There is nothing new about a manufacturing company that produces robotically milled timber wall, floor and roof panels; what is new is the way that its service interfaces with the designer. Plug-ins for the industry’s two main BIM (building information modelling) platforms, ArchiCAD and Revit, allow the architect to quickly draft a design and know in advance whether it can be built – and how much money and environmental carbon it would cost.
Archier design director Chris Gilbert shows me the project on his desk at that moment: a fully structural model, including every joist and beam, for which he already knows all the costs. It took him just eight hours to produce. “The speed is eye-watering, from a design point of view,” he says.
Candour’s system supports a refined modernist aesthetic of floor-to-ceiling glass and exposed timber. Steel is minimized for environmental reasons. Referring to the facade of the Taroona House in Tasmania, Chris explains that “all the structural load is carried on those slender timber mullions and columns. We can offer an extraordinary level of timber finish, [which] normally would only be possible with expert craftspeople, for a very economical price.”

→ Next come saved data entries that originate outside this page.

PR #909, opened 2022-10-07
Fix storage throughput value in top consumers card

pcbailey:
## 📝 Description

The values for storage throughput in the top consumers card were being reported incorrectly when compared with the same metric in the top consumers dashboard in Observe > Dashboards. This PR fixes the issue by using the correct function to convert from the bytes returned from Prometheus to the unit to be displayed.


pcbailey:
Fixed in auto-backport: https://github.com/kubevirt-ui/kubevirt-plugin/pull/921

PR #2349, opened 2025-01-09
Secrets no dots

upalatucci:
## 📝 Description

> Add a brief description

## 🎥 Demo

Screenshot 2025-01-09 at 15 45 00


locales/en/plugin__kubevirt-plugin.json
```diff
@@ -1067,6 +1067,7 @@
   "seconds": "seconds",
   "Secret name": "Secret name",
   "Secret name must be unique in this namespace.": "Secret name must be unique in this namespace.",
+  "Secret name must not contain dots": "Secret name must not contain dots",
```
pcbailey, line 1070: The proper name for the character is "period", so I think we should change "dots" to "periods" here.

metalice: @upalatucci

upalatucci: @metalice done

metalice (approved):

PR #2353, opened 2025-01-13
CNV-49026: Change 'hide deprecated bootable volumes' filter to 'show deprecated bootable volumes'

pcbailey:
## 📝 Description

This PR changes the "hide deprecated bootable volumes" filter in the Bootable volumes list and on the create from InstanceTypes page to "show deprecated bootable volumes" and hides the deprecated volumes by default.

Jira: https://issues.redhat.com/browse/CNV-49026

## 🎥 Demo

**Note**: RHEL8 is NOT deprecated. There were no deprecated volumes on this cluster, so I hard-coded RHEL8 to be considered as deprecated for the demo.

[show-deprecated-boot-volumes--AFTER--2025-01-13 07-25.webm](https://github.com/user-attachments/assets/efee1453-084c-4f17-82ed-ebcb56f9db57)


src/utils/resources/bootableresources/hooks/useHideDeprecatedBootableVolumes.ts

The architectural language has been developed by the team at Archier, who have driven the early prototyping and testing of the system, but it is already being rolled out to other architects and designers. One architect is using it for a display suite for a residential developer; because the screwed-together system is designed for deconstruction, the temporary building will get another life, in a new configuration, for another site and purpose.
Rather than three-dimensional modules that have to be trucked and craned onto building sites, this system is composed of panels, enabling the junctions to be elegant and minimal because no redundant steel is required to withstand the rigours of transport. This feature also allows enormous design flexibility.
At this stage, the market for Candour’s product is the higher end of residential architecture. But Jas believes that, eventually, the majority of their clients will be building designers. “Our ultimate goal,” he says, “is to produce better buildings for more people.”